Forge is a Python reliability layer for self-hosted LLM tool-calling that lifts an 8B local model to 86.5% on its 26-scenario eval suite via rescue parsing, retry nudges, and VRAM-aware context compaction.
Key Takeaways
Three usage modes: WorkflowRunner for full agentic loops, SlotWorker for multi-agent GPU sharing, and a drop-in OpenAI-compatible proxy that injects guardrails transparently.
Top config is Ministral-3 8B Instruct Q8 on llama-server; scores 86.5% overall and 76% on the hardest advanced_reasoning tier across 26 eval scenarios.
A synthetic respond tool forces the model to stay in tool-calling mode, preventing the text-vs-tool ambiguity that breaks small models; the tool call is stripped before the client sees the response.
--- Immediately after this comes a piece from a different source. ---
PR #2824, opened 2021-10-26
MGMT-7897: Add Image-Token authentication

carbonin:
## Description

This PR is the implementation of the [image service cloud authentication enhancement](https://github.com/openshift/assisted-service/blob/f5b56b1923b534c16a13c17ef29bde902466e4cc/docs/enhancements/image-service-cloud-authentication.md).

Supports Ollama, llama-server, Llamafile, and Anthropic backends; eval harness includes batch eval, ASCII/HTML/markdown reports, and automatic resume via JSONL output.
Published as a peer-reviewed paper: Zambelli, A. “Forge: A Reliability Layer for Self-Hosted LLM Tool-Calling.” doi:10.1145/3786335.3813193.
Hacker News Comment Review
The backend serving choice has outsized impact: the same Mistral-Nemo 12B weights jump from 7% on llama-server native FC to 83% on Llamafile in prompt-injected mode, suggesting the format pipeline matters more than raw weights.
Commenters with their own harnesses independently confirm that structured execution plans, conversation rewind, and tool-call collapse can reduce token use 2x-10x on constrained tasks, validating Forge’s design direction.
The tool-call ambiguity problem scales up: frontier models (Claude, Codex, Gemini) also misread exit-code-1 grep results as failures rather than empty results, a limitation Forge only partially addresses since it focuses on execution, not model reasoning quality.
Notable Comments
@simonw: Flags that “guardrails” is an overloaded term; here it specifically means validating and rescuing tool calls, not safety filtering.